I asked this question in 2022, in an article I wrote at the time. I was loath to attribute Western double standards to racism, arguing that racism was present all over, so that resorting to that explanation really didn’t tell us very much. However, in conversations during the past year on Gaza, in observing the willingness of many people in Western societies to accept, or avert their eyes from, ever higher levels of Israeli barbarity, in seeing how effectively Israel has silenced all condemnation in the West, tarnishing its critics as “antisemitic,” I’m not so sure anymore that the blank check for mass murder in Gaza hasn’t been related to color. I say this because only the dehumanization of an entire people can explain Western permissiveness in the face of such an outrage, and the only thing explaining such dehumanization is that Palestinians are viewed as being less entitled to the universal rights applied to others.
In light of this situation, how can anyone accept anymore the language of international norms and values when it comes from Western leaders? And isn’t that what many voices in the Global South have been saying for decades—that such talk is two-faced and hides an agenda of hegemony, one granting tremendous power to the self-appointed gatekeepers of international acceptance? And yet, universal values do have meaning and must be preserved, which explains why Gaza has been such a train wreck for those in the United States and Europe who claim that they best embody liberal values and human rights.

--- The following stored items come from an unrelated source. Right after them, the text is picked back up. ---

PR #743, opened 2024-08-30
Updated documentation for CPU support

aayushg55:
Deleted old `Limitations` page and added new `Executor Compatibility` page


docs_input/api/stats/corr/cov.rst
```diff
@@ -5,6 +5,10 @@ cov
 
 Compute a covariance matrix
 
+.. note::
+   This function is currently not supported with host-based executors (CPU)
```
cliffburdick, line 9: Looking at the `cov` code it seems like it should be supported on the host, but just hasn't been updated yet. I don't see any functions that would prevent it from working.

aayushg55: Yea, we just need to change the streams to executors

cliffburdick:
Overriding the failed CI since these are docs changes and the docs building passed.

PR #156, opened 2016-06-09
Fix scheduled command instance sdk functions.

mprice64:
This fixes a bug where when specifying page arguments to list_instances, "NameError: global name 'args' is not defined", occurs.

Also fixes a "can't combine int and str" bug with rerun


msumit:
lgtm

sourabh912:
Changes merged to unreleased branch.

That’s not to say that the leaders of countries of the Global South wake up in the morning thinking about Gaza. Indeed, some prominent countries in this geopolitical category, such as India, have gone along with what Israel is doing. But they do often wake up thinking about the United States and Europe, which have incessantly lectured them on how they should conduct themselves, or sought to alter their actions in line with Western priorities. The criticism from outside may frequently even be justified. That said, as Gaza has unfolded, the margin of countries in the Global South to turn the tables and denounce their Western inquisitors as hypocrites has expanded exponentially.
When Netanyahu last spoke before the U.S. Congress in July 2024, and was serenaded with 58 standing ovations, he had the temerity to say that Israel “fights on the frontline of civilization” in a clash “between barbarism and civilization.” Two thoughts on this. No Western country has done more damage to the values of the West—or what Netanyahu calls “civilization”—than Israel, which has somehow succeeded during the last six decades to pursue in plain sight an illegal, cruel, and repressive military occupation of the West Bank and Gaza, with barely a whimper of protest from the United States and most European countries. And second, in presenting his self-serving dichotomy, the Israeli prime minister must have embarrassed his timorous Western allies, by indirectly implicating them in his crimes in Gaza.
The damage has been done. Gaza stands as a critical juncture in the decomposition of Western liberal internationalist principles. But no one could have expected such principles to long survive once their purveyors began applying them so selectively.